Fabricia Maria Ferreira, vítima de um homicídio ocorrido em novembro de 2018, foi identificada pela Perícia Oficial e Identificação Técnica (Politec) nesta terça-feira (24), em Cuiabá. Segundo a Polícia Civil, ela vivia em situação de rua e foi morta com um golpe de faca nas costas. Na época do crime, ela não havia sido identificada.

O corpo de Fabricia foi encontrado na manhã do dia 27 de novembro de 2018, no cruzamento da Avenida Getúlio Vargas com a Avenida Presidente Marques, na região central da capital.

Segundo a polícia, a vítima foi atingida por um objeto cortante nas costas. Mesmo ferida, ela ainda caminhou por cerca de um quarteirão antes de cair no local onde foi encontrada.

Fabricia tinha 48 anos e era natural de Resplendor (MG).

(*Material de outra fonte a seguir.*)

PR #1646, opened 2017-01-31
Restore terminal before sending exit code to ch

mattmanning:
This fixes the problem where the terminal doesn't get restored when you exit a `convox exec` session.

### DIFF
--- a/client/processes.go
+++ b/client/processes.go
@@ -134,6 +134,7 @@ func (c *Client) StopProcess(app, id string) (*Process, error) {
 func copyWithExit(w io.Writer, r io.Reader, ch chan int) {
 	buf := make([]byte, 1024)
 	isTerminalRaw := false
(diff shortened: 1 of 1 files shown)


mattmanning:
[`convox exec` leaves shell in weird state after exiting](https://trello.com/c/dQED1tMt/1596-convox-exec-leaves-shell-in-weird-state-after-exiting)

MiguelMoll:
Going by a previous commit, seems the intent was to read data before making the terminal raw. Unfortunately the reason isn't clear.

client/processes.go
```diff
@@ -148,13 +149,14 @@ func copyWithExit(w io.Writer, r io.Reader, ch chan int) {
 		}
 
 		if !isTerminalRaw {
```
MiguelMoll: Could we remove this flag and check if we just set it to raw from the beginning?

mattmanning:
working for me 👍

PR #1649, opened 2017-01-31
Cherry-pick from convox-init-missing-error

soulshake:


MiguelMoll:
[Display visible error when `convox init` fails due to existing file(s)](https://trello.com/c/9E1rTHTF/1767-display-visible-error-when-convox-init-fails-due-to-existing-file-s)

PR #1651, opened 2017-02-01
NAT DependsOn KernelUser

mattmanning:
A CloudFormation stack update can fail if the NATs are updated before the KernelUserGeneralPolicy is created.

screen shot 2017-01-31 at 8 54 54 pm

This PR makes the NAT resources depend on the KernelUser (which depends on all its policies) to avoid this timing issue.

### DIFF
--- a/provider/aws/dist/rack.json
+++ b/provider/aws/dist/rack.json
@@ -961,7 +961,7 @@
     },
     "Nat0": {
       "Condition": "Private",
-      "DependsOn": "KernelUser",
+      "DependsOn": "KernelAccess",
       "Type": "AWS::EC2::NatGateway",
       "Properties": {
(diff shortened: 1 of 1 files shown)


mattmanning:
[Fix timing bug with NAT permissions](https://trello.com/c/x9kjKx3j/1780-fix-timing-bug-with-nat-permissions)

provider/aws/dist/rack.json
```diff
@@ -960,6 +961,7 @@
     },
     "Nat0": {
       "Condition": "Private",
+      "DependsOn": "KernelUser",
```
MiguelMoll: Should this be `KernelAccess` instead so the creds are generated? It has an implicit dependency on `KernelUser`

PR #1656, opened 2017-02-01
properly handle blank default vars in docker-compose.yml

ddollar:
This should allow users to specify environment in their docker-compose.yml like this:

```
- FOO=
```

and have a blank default value that they can override


ddollar:
[better handling of blank default env vars](https://trello.com/c/kbdYNuW0/1789-better-handling-of-blank-default-env-vars)

PR #5058, opened 2025-08-13
[KERNEL][REFACTOR] Refactor some test utils + suites in preparation for https://github.com/delta-io/delta/pull/5044

allisonport-db:

- [ ] Spark
- [ ] Standalone
- [ ] Flink
- [X] Kernel
- [ ] Other (fill in here)

## Description

Refactor our write test utilities. This is in preparation for [https://github.com/delta-io/delta/pull/5044](https://github.com/delta-io/delta/pull/5058#top)
- Refactors DeltaWritesSuiteBase to a WriteUtils class that does not extend AnyFunSuite
- Separates it into a class hierarchy with abstract spec and concrete implementations so we can abstract specific write utilities to use different code paths (e.g. v1 vs v2 transaction builders, in the future commit methods, ccv2 code path, etc).

## How was this patch tested?

Test refactor.

No.

### DIFF
--- a/kernel/kernel-defaults/src/test/scala/io/delta/kernel/defaults/WriteUtils.scala
+++ b/kernel/kernel-defaults/src/test/scala/io/delta/kernel/defaults/WriteUtils.scala
@@ -56,7 +56,9 @@ import org.scalatest.funsuite.AnyFunSuite
 
 trait TransactionBuilderSupport {
 
-  def createWriteTxnBuilder(table: Table): TransactionBuilder
+  def createWriteTxnBuilder(
+      table: Table,
+      operation: Operation = Operation.WRITE): TransactionBuilder
 
   // scalastyle:off argcount
   def createTxn(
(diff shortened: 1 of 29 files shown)


kernel/kernel-defaults/src/test/scala/io/delta/kernel/defaults/WriteUtils.scala
```diff
@@ -54,10 +54,101 @@ import org.apache.hadoop.conf.Configuration
 import org.apache.hadoop.fs.Path
 import org.scalatest.funsuite.AnyFunSuite
 
+trait TransactionBuilderSupport {
```
scottsand-db: Love this!

Only note is: (a) `WriteUtils` should be moved into the `utils` package/folder, and (b) the `TransactionBuilderSupport` should be moved to a new file in that same package/folder, too.

scottsand-db (changes requested):
Looks great! Asked for 1 file re-org, and then I'll stamp. Thanks!

kernel/kernel-defaults/src/test/scala/io/delta/kernel/defaults/WriteUtils.scala
allisonport-db: Done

De acordo com a Politec, ela é filha de Antonio Jose Ferreira e Carmen Guilhermina Maria Ferreira.

A Politec informou que tenta localizar familiares da vítima.

Identificação das pessoas

A primeira fase do processo é a identificação do corpo que chega ao IML ou está no sistema como sem identificado. A coordenadora do projeto “Lembre de mim” e papiloscopista do IML, Simone Delgado, conta como este processo é realizado.

“Hoje em dia se entra um corpo não identificado, nós fazemos a coleta das impressões digitais, até mesmo em casos desafiadores, a gente consegue recuperar tecido de corpos em avançado estado de decomposição/ carbonizados e nós processamos essa impressão digital da pessoa desconhecida no sistema automatizado” , explicou ela.

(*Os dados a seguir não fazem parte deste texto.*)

PR #5052, opened 2025-08-11
Finish first pass/sketch; sending for early review

scottsand-db:
## 🥞 Stacked PR
Use this [link](#) to review incremental changes.

---------

#### Which Delta project/connector is this regarding?

- [ ] Spark
- [ ] Standalone
- [ ] Flink
- [ ] Kernel
- [ ] Other (fill in here)

PR #5060, opened 2025-08-13
[Kernel] [CatalogManaged] Add helpful APIs to CommitMetadata, useful for Committers

scottsand-db:
## 🥞 Stacked PR
Use this [link](https://github.com/delta-io/delta/pull/5060/files) to review incremental changes.
- [**stack/kernel_commit_metadata_types**](https://github.com/delta-io/delta/pull/5060) [[Files changed](https://github.com/delta-io/delta/pull/5060/files)]

---------

- [ ] Spark
- [ ] Standalone
- [ ] Flink
- [x] Kernel
- [ ] Other (fill in here)

## Description

This PR adds some helpful APIs to CommitMetadata, which will be used by https://github.com/delta-io/delta/pull/5052 (see their usage there; I will rebase that 5052 PR after this PR is merged).

## How was this patch tested?

New UTs.

No.

### DIFF
--- a/kernel/kernel-api/src/main/java/io/delta/kernel/commit/CommitMetadata.java
+++ b/kernel/kernel-api/src/main/java/io/delta/kernel/commit/CommitMetadata.java
@@ -87,7 +87,7 @@ public class CommitMetadata {
         readMetadataOpt.isPresent() || newMetadataOpt.isPresent(),
         "At least one of readMetadataOpt or newMetadataOpt must be present");
 
-    checkICTPresentIfCatalogManaged();
+    checkInCommitTimestampPresentIfCatalogManaged();
   }
 
   /** The version of the Delta table this commit is targeting. */
@@ -143,7 +143,7 @@ public class CommitMetadata {
    * the protocol that was read at the beginning of the commit.
    */
   public Protocol getEffectiveProtocol() {
-    return newProtocolOpt.orElseGet(() -> readProtocolOpt.get());
+    return newProtocolOpt.orElseGet(readProtocolOpt::get);
   }
 
   /**
@@ -152,7 +152,7 @@ public class CommitMetadata {
    * metadata that was read at the beginning of the commit.
    */
   public Metadata getEffectiveMetadata() {
-    return newMetadataOpt.orElseGet(() -> readMetadataOpt.get());
+    return newMetadataOpt.orElseGet(readMetadataOpt::get);
   }
 
   /**
@@ -181,7 +181,7 @@ public class CommitMetadata {
     }
   }
 
-  private void checkICTPresentIfCatalogManaged() {
+  private void checkInCommitTimestampPresentIfCatalogManaged() {
     if (TableFeatures.isCatalogManagedSupported(getEffectiveProtocol())) {
       checkArgument(
           commitInfo.getInCommitTimestamp().isPresent(),
--- a/kernel/kernel-api/src/main/java/io/delta/kernel/commit/CommitMetadata.java
+++ b/kernel/kernel-api/src/main/java/io/delta/kernel/commit/CommitMetadata.java
@@ -23,6 +23,7 @@ import io.delta.kernel.annotation.Experimental;
 import io.delta.kernel.internal.actions.CommitInfo;
 import io.delta.kernel.internal.actions.Metadata;
 import io.delta.kernel.internal.actions.Protocol;
+import io.delta.kernel.internal.tablefeatures.TableFeatures;
 import java.util.Optional;
 
 /**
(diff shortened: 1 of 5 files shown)


kernel/kernel-api/src/main/java/io/delta/kernel/commit/CommitMetadata.java
```diff
@@ -104,4 +136,56 @@ public Optional<Protocol> getNewProtocolOpt() {
...
+  public Metadata getEffectiveMetadata() {
+    return newMetadataOpt.orElseGet(() -> readMetadataOpt.get());
+  }
+
+  /**
+   * Determines the type of commit based on whether this is a table creation and the catalog-managed
+   * status of the table before and after the commit.
+   */
+  public CommitType getCommitType() {
+    final boolean isCreate = !readProtocolOpt.isPresent() && !readMetadataOpt.isPresent();
```
huan233usc, line 163: curious about the replace, are we going to treat it as update from the angle of commiter?

kernel/kernel-api/src/main/java/io/delta/kernel/commit/CommitMetadata.java
```diff
@@ -56,6 +76,18 @@ public CommitMetadata(
     this.readMetadataOpt = requireNonNull(readMetadataOpt, "readMetadataOpt is null");
     this.newProtocolOpt = requireNonNull(newProtocolOpt, "newProtocolOpt is null");
     this.newMetadataOpt = requireNonNull(newMetadataOpt, "newMetadataOpt is null");
+
+    checkArgument(
```
emkornfield, line 80: nit: I wonder if these checks mean we mean we should really have a concept that is the tuple of protocol and metadata.  Then have Option<NewType>.  Might be overly complex modelling if this is the only place this pattern occurs.

kernel/kernel-api/src/main/java/io/delta/kernel/commit/CommitMetadata.java
```diff
@@ -104,4 +136,56 @@ public Optional<Protocol> getNewProtocolOpt() {
...
     return newMetadataOpt;
   }
+
+  /**
+   * Returns the effective {@link Protocol} that will be in place after this commit. If a new
+   * protocol is being written as part of this commit, returns the new protocol. Otherwise, returns
+   * the protocol that was read at the beginning of the commit.
+   */
+  public Protocol getEffectiveProtocol() {
+    return newProtocolOpt.orElseGet(() -> readProtocolOpt.get());
```
emkornfield: nit: can the orElseGet argument be shortened to readProtocolOpt::get?

kernel/kernel-api/src/main/java/io/delta/kernel/commit/CommitMetadata.java
```diff
@@ -104,4 +136,56 @@ public Optional<Protocol> getNewProtocolOpt() {
...
+  }
+
+  /**
+   * Returns the effective {@link Metadata} that will be in place after this commit. If new metadata
+   * is being written as part of this commit, returns the new metadata. Otherwise, returns the
+   * metadata that was read at the beginning of the commit.
+   */
+  public Metadata getEffectiveMetadata() {
+    return newMetadataOpt.orElseGet(() -> readMetadataOpt.get());
```
emkornfield: same nit on shortening

kernel/kernel-api/src/main/java/io/delta/kernel/commit/CommitMetadata.java
```diff
@@ -104,4 +136,56 @@ public Optional<Protocol> getNewProtocolOpt() {
...
+    } else if (readVersionCatalogManaged && !writeVersionCatalogManaged) {
+      return CommitType.CATALOG_DOWNGRADE_TO_FILESYSTEM;
+    } else if (!readVersionCatalogManaged && writeVersionCatalogManaged) {
+      return CommitType.FILESYSTEM_UPGRADE_TO_CATALOG;
+    } else {
+      return CommitType.FILESYSTEM_WRITE;
+    }
+  }
+
+  private void checkICTPresentIfCatalogManaged() {
```
emkornfield: nit: maybe spell out ICT I'm not sure how well this is know.

kernel/kernel-api/src/main/java/io/delta/kernel/commit/CommitMetadata.java
scottsand-db: Great question! From the perspective of this method, for now, we should just treat REPLACE as a WRITE IMO.

e.g. replacing a filesystem or catalog table is just a new delta commit, and then the engine needs to handle what to do upon that successful commit

happy to change this in the future

scottsand-db: happy to also treat this as a separate case (how would we detect that?)

kernel/kernel-api/src/main/java/io/delta/kernel/commit/CommitMetadata.java
scottsand-db: i think so 👍

kernel/kernel-api/src/main/java/io/delta/kernel/commit/CommitMetadata.java
scottsand-db: This is a good idea. We could create a `ResolvedMetadata` internal class that contains: read version, table path, log path, protocol, metadata.

Are you okay if I treat this as a P1 and try and pick it up later?

kernel/kernel-api/src/main/java/io/delta/kernel/commit/CommitMetadata.java
huan233usc: I guess we could add new case in the future when needed(and when we have more signal and justification), especially iiuc this enum are mainly used internally by kernel.

kernel/kernel-api/src/main/java/io/delta/kernel/commit/CommitMetadata.java
emkornfield: Yeah, don't block on this.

A base biométrica utilizada para a identificação do corpo e da própria família é atualizada através dos documentos emitidos no estado. Por exemplo, ao atualizar o Registro Geral (RG), todos precisam tirar uma foto. Ao emitir o documento pela primeira vez, são coletadas as impressões digitais dos dez dedos. Estes dados (foto e impressão digital) também são utilizados para identificar os corpos no IML. Após a identificação do corpo, o próximo passo é rastrear os familiares.

“Cada indivíduo tem a digital única. Por conta dessa individualização, o sistema faz essa pesquisa e ele vai nos apontar os candidatos que tem as impressões digitais semelhantes. É assim que a gente consegue, por exemplo, já identificar qual que é a família daquela pessoa” , contou Simone.